All Ages

Tuesday, April 13, 2004

Marvel Digests out today in comic stores

Sorry about the lack of posts, school -- all hellish.
I owe a big catch-up update very soon. Until then, here's my comments from Previews Review regarding the launch of the 4 new Marvel Age digests, as well as the new Marvel Age: Fantastic Four title.

Despite the variety of opinions (both positive and negative) regarding this new all-ages line, I've been behind MARVEL AGE from the first press release. In the 3-ish years I've worked at Scholastic, I have always been pretty vocal about my opinions regarding comics and the potential they have to reach a wide audiences, especially 8 to 12 year olds. The industry has come a long way in 3 years-formats, price points, perceived value and stories that truly appeal to kids are starting to appear-and now it's a matter of putting it in these kids hands.

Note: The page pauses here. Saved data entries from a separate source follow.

PR #5036, opened 2021-01-16
fix(dom): make selectOption wait for options

### LINKED ISSUE #4921: [BUG] selectOption doesn't auto-wait for the options being selected
Playwright docs talk a lot about reliable execution by auto-waiting for elements to be ready. Unfortunately `selectOption` doesn't live up to that. It does auto-wait for the given selector, but not for the values to be found inside that selector. E.g:

```javascript
  await page.selectOption('#my-select', {label: "badlabel"});
```

**Desired behavior**: `selectOption` waits until `badlabel` can be found, eventually throwing a TimeoutError.

**Actual behavior**: If `#my-select` is found, but `badlabel` is not, `selectOption` immediately clears the selection in `#my-select` and returns without throwing an error.

The current behavior leads to flaky executions in pages where options are dynamically added to `select` elements.

Even worse, it can lead to confusing and dangerous bugs by causing the wrong element to be selected. After clearing the selection on a select element (like `selectOption` does when there's no match), the next element added to the dropdown will automatically become the selection.

So you can end up with an arbitrary option in the dropdown being mistakenly selected. Imagine that  causing the wrong record in a database to be updated, or even deleted. Something similar to that just happened to me.

### Compatibility

Not sure the best way to handle backwards compatibility. Maybe make a new `selectOptionWait` function and deprecate the old one, or at least strongly recommend using the new one?

yury-s:
Ideally we'd use `InjectedScriptPollHandler` for polling options but that may result in an exception if selecting an option triggers navigation.

Fixes #4921

### DIFF
--- a/src/server/injected/injectedScript.ts
+++ b/src/server/injected/injectedScript.ts
@@ -31,7 +31,7 @@ export type InjectedScriptProgress = {
 };
 
 export type InjectedScriptPoll<T> = {
-  result: Promise<T>,
+  run: () => Promise<T>,
   // Takes more logs, waiting until at least one message is available.
   takeNextLogs: () => Promise<string[]>,
   // Takes all current logs without waiting.
@@ -242,19 +242,23 @@ export class InjectedScript {
       },
     };
 
-    const result = task(progress);
+    const run = () => {
+      const result = task(progress);
 
-    // After the task has finished, there should be no more logs.
-    // Release any pending `takeNextLogs` call, and do not block any future ones.
-    // This prevents non-finished protocol evaluation calls and memory leaks.
-    result.finally(() => {
-      taskFinished = true;
-      logReady();
-    });
+      // After the task has finished, there should be no more logs.
+      // Release any pending `takeNextLogs` call, and do not block any future ones.
+      // This prevents non-finished protocol evaluation calls and memory leaks.
+      result.finally(() => {
+        taskFinished = true;
+        logReady();
+      });
+
+      return result;
+    };
 
     return {
       takeNextLogs,
-      result,
+      run,
       cancel: () => { progress.aborted = true; },
       takeLastLogs: () => unsentLogs,
     };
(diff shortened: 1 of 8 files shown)


src/server/injected/injectedScript.ts
```diff
@@ -267,35 +271,52 @@ export class InjectedScript {
...
+            matches = matches && optionToSelect.index === index;
+          return matches;
+        };
+        if (!remainingOptionsToSelect.some(filter))
+          continue;
+        selectedOptions.push(option);
+        if (select.multiple) {
+          remainingOptionsToSelect = remainingOptionsToSelect.filter(o => !filter(o));
+        } else {
+          remainingOptionsToSelect = [];
```
dgozman, line 305: This logic seems strange. I guess we should throw when multiple options are passed for non-multiple select? Otherwise there is no way we select them all.

src/server/injected/injectedScript.ts
```diff
@@ -267,35 +271,52 @@ export class InjectedScript {
...
+          break;
+        }
+      }
+      if (remainingOptionsToSelect.length) {
+        progress.logRepeating('    did not find some options - waiting... ');
+        return continuePolling;
+      }
+      select.value = undefined as any;
+      selectedOptions.forEach(option => option.selected = true);
+      progress.log('    selected soecified option(s)');
```
dgozman, line 315: typo: soecified

dgozman (approved):

src/server/injected/injectedScript.ts
yury-s: done.

src/server/injected/injectedScript.ts
yury-s: From our docs: " If the <select> has the multiple attribute, all matching options are selected, otherwise only the first option matching one of the passed options is selected."

PR #5038, opened 2021-01-16
feat(trace viewer): improve source tab

dgozman:
- Show stack trace and allow to select one.
- Fix an issue when the page is closed before action end and we lack an id.
- Fix timeline time labels.

### DIFF
--- a/src/cli/traceViewer/web/ui/sourceTab.tsx
+++ b/src/cli/traceViewer/web/ui/sourceTab.tsx
@@ -21,27 +21,82 @@ import './sourceTab.css';
 import '../../../../third_party/highlightjs/highlightjs/tomorrow.css';
 import * as highlightjs from '../../../../third_party/highlightjs/highlightjs';
 
+type StackInfo = string | {
+  frames: {
+    filePath: string,
+    fileName: string,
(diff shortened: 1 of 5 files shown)


pavelfeldman (approved):

src/cli/traceViewer/web/ui/sourceTab.tsx
```diff
@@ -21,27 +21,82 @@ import './sourceTab.css';
...
+  fileContent: Map<string, string>;
+};
+
 export const SourceTab: React.FunctionComponent<{
   actionEntry: ActionEntry | undefined,
 }> = ({ actionEntry }) => {
-  const location = React.useMemo<{ fileName?: string, lineNumber?: number, value?: string }>(() => {
+  const [lastAction, setLastAction] = React.useState<ActionEntry | undefined>();
+  const [selectedFrame, setSelectedFrame] = React.useState<number>(0);
+  const [needReveal, setNeedReveal] = React.useState<boolean>(false);
```
mxschmitt, line 39: note/nit: React internally infers the types automatically if you pass them into useState. For cases to allow e.g. null you need to use their generic.

PR #5050, opened 2021-01-19
feat(pause): page.pause to wait for user to click resume

JoelEinbinder:
This is to replace the pattern `await new Promise(() => {})` that we see when authoring tests.

 - Is `pause` confusing because it implies that the javascript should be paused?
 - I left the UI simple. Its just a big ▶️ emoji. I assume the UI experts here will have opinions.
 - Should the UI be made optional? I can't imagine a situation where you want to pause but can't afford to have anything covering a small part of the screen. But maybe it would be a good explainer option.
 - Folio should disable timeouts when the user pauses the page, which implies that there should be an event emitted when a page is paused/resumed. Would other clients make use of this, or should we make it internal?
 - Maybe it should be `context.pause`? The ergonomics are kind of annoying for that, but since we are waiting in the node process we are likely pausing every page anyway.
 - I want to start codegen from within my pause ui. But I'm not sure where to put the output because we don't control the terminal.

### DIFF
--- a/docs/src/api/class-page.md
+++ b/docs/src/api/class-page.md
@@ -1509,6 +1509,15 @@ The page's main frame. Page is guaranteed to have a main frame which persists du
 
 Returns the opener for popup pages and `null` for others. If the opener has been closed already the returns `null`.
 
+## async method: Page.pause
+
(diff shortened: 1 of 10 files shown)


pavelfeldman (approved):
Could you name it _pause for now?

I've read the stories in the Spider-Man digest and sure, they aren't sophisticated, they're a bit cliché (especially in the eyes of a long time comic book fan), they do take an easy road in repackaging old stories with more appealing art-but this is what will sell to an 8 year old who wants to read Spider-Man.

The tricky thing about children's books is that you really have to know your market. It becomes clear very quickly when a book will tank. Spider-Man, and to a certain extent, Spider-Girl have already in-place audiences and markets for the books, thanks mostly to the successful movie. Kids wandering through a bookstore will recognize Spider-Man. In fact, I'm selling the Spider-Man digest on my book club this Fall.

It's the other two I worry about. Even though RUNAWAYS and SENTINEL are critically acclaimed books in the direct market, will this translate into sales in bookstores? Marvel really needs to get out there with some aggressive marketing strategies to make kids, parents, booksellers, and everyone else aware of these books. I'll be picking up both to see if they're as good as everyone says they are and if, more importantly, they will speak to a tween/teen reading audience.

I do find it interesting that this line, touted as being Marvel's foray into the bookstore market, currently has each title CURRENTLY NOT AVAILABLE for order on Canadian bookstores like Chapters and as well as American stores like Barnes & Noble and For some reason I would've thought these would hit the bookstore market before the direct market.


And here we come to the next book in the MARVEL AGE line and, like the Spider-Man book, FF will retell old stories with new manga-esque art. Joe Nozemack from Oni Press had a great observation regarding the Tokyopop Cine-manga books. In a nutshell he said that one of the reasons Tokyopop is having so much success with these titles is because kids already have an 'in'-they've seen SpongeBob Squarepants on television and they've seen Spy Kids in theatres. Books that connect to outside media have greater penetration, greater awareness and a greater chance that a kid will recognize it and want it. Why Marvel wouldn't wait for the Fantastic Four movie to come out is beyond me. A bit of a missed opportunity.